Greg I'm not too worried about my warranty, with my skill set this bathroom isn't going to turn out like the Sistine Chaple. I just want to stop eating sh!t from swmbo over having started so many projects and never finished any.


----------



## jhark123 (Aug 26, 2008)

Hypothetically, get a different membrane or kerdi and always tape/mud your joints per manufaturer recommendations:whistling


----------



## Inner10 (Mar 12, 2009)

jhark123 said:


> Hypothetically, get a different membrane or kerdi and always tape/mud your joints per manufaturer recommendations:whistling


Is red guard crap?


----------



## Tom Struble (Mar 2, 2007)

do you couple or uncouple?:detective:


----------



## HS345 (Jan 20, 2008)

Inner10 said:


> Is red guard crap?


No, but many feel there are better liquid membranes out there. From what I understand the new and improved Redgard formula is pretty good. I would personally use cement board, and mud and tape all joints and corners with thinset and alkaline resistant mesh tape *if *I were using Redgard...... hypothetically speaking of course. :whistling


----------



## Inner10 (Mar 12, 2009)

Thanks Greg appreciate it. :thumbsup:

Thought this was funny...up here HD sell the stuff for 89.98 for 1US Gallon, in the US its 45.97.


----------



## TNTRenovate (Aug 19, 2010)

HS345 said:


> No, but many feel there are better liquid membranes out there. From what I understand the new and improved Redgard formula is pretty good. I would personally use cement board, and mud and tape all joints and corners with thinset and alkaline resistant mesh tape *if *I were using Redgard...... hypothetically speaking of course. :whistling


CBU, no need to mud the seams, FibaFuse Fiber tape and red gaurd or aqua defense. CBU doesn't allow for much mortar to begin with so the thin layer that you apply will not do much in the way of bonding, no more than the FibaFuse and Liquid membrane, IMO.

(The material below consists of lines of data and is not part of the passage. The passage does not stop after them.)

PR #1327, opened 2022-09-20
Move `Domain` and `Dim` Into Pure Python (2/3)

nguyenv:
This is a subset of https://github.com/TileDB-Inc/TileDB-Py/pull/1188. Includes changes from #1326.


tiledb/cc/domain.cc
```diff
@@ -14,57 +14,193 @@ using namespace tiledbpy::common;
...
+
+      .def("_domain_to_str", &Dimension::domain_to_str);
+
+  py::class_<Domain>(m, "Domain")
+      .def(py::init<Context &>(), py::keep_alive<1, 2>())
 
-      .def_property_readonly("ncell",
+      .def(py::init<const Context &, py::capsule>(), py::keep_alive<1, 2>())
+
+      .def("__capsule__",
```
ihnorton, line 181: Does this need a `keep_alive`?

tiledb/dimension.py
```diff
@@ -0,0 +1,365 @@
...
+        :dtype: the Dim numpy dtype object, type object, or string \
+            that can be corerced into a numpy dtype object
+        :raises ValueError: invalid domain or tile extent
+        :raises TypeError: invalid domain, tile extent, or dtype type
+        :raises: :py:exc:`TileDBError`
+        :param tiledb.Ctx ctx: A TileDB Context
+
+        """
+        self._ctx = ctx or default_ctx()
+        _cctx = lt.Context(self._ctx, False)
```
ihnorton, line 114: Isn't this going to be making a copy?

ihnorton: I guess maybe not due to `False`?... But then why do we need a second pybind11 object created at all here? Ideally we should be able to just pass in `self._ctx` on [line 177](https://github.com/TileDB-Inc/TileDB-Py/pull/1327/files#diff-d1da7d0bde5761bf12df07572dd2ee80138056d625c2d9a83f64f066facbb22bR177) rather than unwrapping and re-wrapping it here.

ihnorton (commented):
Let's talk through the design a bit more here.
- `_lt_obj` arguments don't quite seem right. `__init__` methods should take arguments that are used to construct the class, and those `_lt_obj` arguments could be moved into a staticmethod factor constructor which forwards to `__init__`. But I want to make sure I understand why those are necessary (similar to the next point)
-

tiledb/cc/domain.cc
```diff
@@ -14,57 +14,197 @@ using namespace tiledbpy::common;
...
+            case TILEDB_FLOAT64: {
+              auto dom = dim.domain<double>();
+              return py::make_tuple(dom.first, dom.second);
+            }
+            case TILEDB_FLOAT32: {
+              auto dom = dim.domain<float>();
+              return py::make_tuple(dom.first, dom.second);
+            }
+            case TILEDB_STRING_ASCII: {
+              // auto dom = dim.domain<std::string>();
```
ihnorton, line 105: nit: remove

tiledb/cc/domain.cc
```diff
@@ -14,57 +14,197 @@ using namespace tiledbpy::common;
...
+              return py::cast(dim.tile_extent<int8_t>());
+            }
+            case TILEDB_FLOAT64: {
+              return py::cast(dim.tile_extent<double>());
+            }
+            case TILEDB_FLOAT32: {
+              return py::cast(dim.tile_extent<float>());
+            }
+            case TILEDB_STRING_ASCII: {
+              return py::cast("");
```
ihnorton, line 161: double-check this - the kwarg for the constructor requires `None`

tiledb/dimension.py
```diff
@@ -0,0 +1,358 @@
...
+
+            # if the tile extent is specified, cast
+            if tile is not None:
+                tile_size_array = _tiledb_cast_tile_extent(tile, domain_dtype)
+                if tile_size_array.size != 1:
+                    raise ValueError("tile extent must be a scalar")
+
+        super().__init__(self._ctx, name, dim_datatype, domain_array, tile_size_array)
+
+        if filters is not None:
```
ihnorton, line 174: see if we can move this to the constructor

ihnorton (approved):
LGTM with some minor nits. Thanks

tiledb/dimension.py
nguyenv: I think it is easier to just leave it as is since the create function does not take in a filter list argument.

https://github.com/TileDB-Inc/TileDB/blob/dev/tiledb/sm/cpp_api/dimension.h#L430-L478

Leave the mesh tape for hot mud drywall repairs, the Fiber tape is much stronger, and leaves a smooth finish.


----------



## Groutface (Jan 20, 2011)

Just used redgaurd for first time...just cause.....worked nice...liked the way it covered....fibatape and redgaurd no thinset .......thumbsup!


----------



## angus242 (Oct 20, 2007)

So there's no confusion, I don't recommend using typical CBU tape when embedding tape directly into liquid.
*NOT* this stuff:









If you are going to embed tape directly into a liquid membrane, instead of using the larger hole mesh, try using Fibafuse. It's also fiberglass but has a much smaller woven pattern. It will still allow the liquid to penetrate but will give you much better coverage with 2 coats.


----------



## HS345 (Jan 20, 2008)

TNTSERVICES said:


> CBU, no need to mud the seams, FibaFuse Fiber tape and red gaurd or aqua defense. CBU doesn't allow for much mortar to begin with so the thin layer that you apply will not do much in the way of bonding, no more than the FibaFuse and Liquid membrane, IMO.
> 
> Leave the mesh tape for hot mud drywall repairs, the Fiber tape is much stronger, and leaves a smooth finish.

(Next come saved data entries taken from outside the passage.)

PR #1333, opened 2022-09-27
Do Not Require Attribute in Query Condition To Be Passed to Query

nguyenv:
For example,

```
qc = tiledb.QueryCondition("U < 3")
u_result = A.query(attr_cond=qc, attrs=["I"])[:]
```

The query condition is applied to `U` but we no longer have to pass `attrs=["U"]`.

### DIFF
--- a/tiledb/query_condition.py
+++ b/tiledb/query_condition.py
@@ -321,10 +321,6 @@ class QueryConditionTree(ast.NodeVisitor):
 
         if att not in self.query_attrs:
             self.query_attrs.append(att)
-        #     raise tiledb.TileDBError(
-        #         f"Attribute `{att}` given to filter in query's `attr_cond` "
-        #         "arg but not found in `attr` arg."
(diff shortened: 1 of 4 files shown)


tiledb/query_condition.py
```diff
@@ -318,10 +320,11 @@ def get_att_from_node(self, node: QueryConditionNodeElem) -> Any:
             raise tiledb.TileDBError(f"Attribute `{att}` not found in schema.")
 
         if att not in self.query_attrs:
-            raise tiledb.TileDBError(
-                f"Attribute `{att}` given to filter in query's `attr_cond` "
-                "arg but not found in `attr` arg."
-            )
+            self.query_attrs.append(att)
+        #     raise tiledb.TileDBError(
```
johnkerl, line 324: nit: remove commented-out bits?

johnkerl (approved):
:rocket

PR #1340, opened 2022-10-05
Move `ArraySchema` to Pure Python (3/3)

nguyenv:


ihnorton (approved):

tiledb/array_schema.py
```diff
@@ -0,0 +1,442 @@
...
+    @property
+    def tile_order(self) -> str:
+        """The tile order layout of the array.
+
+        :rtype: str
+        :raises: :py:exc:`tiledb.TileDBError`
+
+        """
+        layout_string = tiledb_layout_string(self._cell_order)
+        if self.cell_order == "hilbert":
```
gsakkis, line 230: - `self._cell_order` should almost certainly be `self._tile_order` 
- is the comparison correct as is or should it be `if layout_string == "hilbert"`?
cc @nguyenv @ihnorton

PR #1341, opened 2022-10-06
Add Support For `QueryCondition` on Sparse Dimensions

nguyenv:
* Deprecate `attr_cond` in favor of `cond`
* Allow `cond` to take in a string directly instead of using `tiledb.QueryCondition`
* Add `dim()` cast that behaves similarly to `attr()` but specifically for dimensions
* Add tests for overlapping ranges


ihnorton (approved):
💯

PR #1347, opened 2022-10-11
Smidge more highlighting for `attr` for special chars in QCs

johnkerl:


nguyenv:
I would move this down to line 85 

```
    TileDB attribute names are Python valid variables or a ``attr()`` casted string. ``attr("name here")`` should be used if `<str>` contains special characters such as spaces.

        ``attr ::= <variable> | attr(<str>)``
```

PR #1351, opened 2022-10-13
Addition of Utility Function `get_last_ctx_err_str()` for C API

nguyenv:
* Replaces `throw_tiledb_error()` and `_throw_ctx_err()` that was previously in `schema_evolution.cc`

### DIFF
--- a/HISTORY.md
+++ b/HISTORY.md
@@ -3,6 +3,9 @@
 ## Bug Fixes
 * Correct writing empty/null strings to array. `tiledb.main.array_to_buffer` needs to resize data buffer at the end of `convert_unicode`; otherwise, last cell will be store with trailing nulls chars [#1339](https://github.com/TileDB-Inc/TileDB-Py/pull/1339)
 
+## Improvements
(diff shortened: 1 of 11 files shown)


HISTORY.md
```diff
@@ -3,6 +3,9 @@
 ## Bug Fixes
 * Correct writing empty/null strings to array. `tiledb.main.array_to_buffer` needs to resize data buffer at the end of `convert_unicode`; otherwise, last cell will be store with trailing nulls chars [#1339](https://github.com/TileDB-Inc/TileDB-Py/pull/1339)
 
+## Improvements
+* Addition of Utility Function `get_last_ctx_err_str()` for C API [#1351](https://github.com/TileDB-Inc/TileDB-Py/pull/1351)
```
ihnorton, line 7: IMO we can omit internals like this unless they are high-impact

ihnorton (approved):
👍

HISTORY.md
ihnorton: (in the future, no need to change here)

Mesh tape of the alkaline resistant variety, which is manufactured by the cement board companies for the sole purpose of taping cbu with thinset, is plenty strong. 

Fibafuse is drywall tape.


----------



## HS345 (Jan 20, 2008)

angus242 said:


> So there's no confusion, I don't recommend using typical CBU tape when embedding tape directly into liquid.
> *NOT* this stuff:
> 
> 
> ...


I don't disagree, the mesh tape is strictly for imbedding with thinset.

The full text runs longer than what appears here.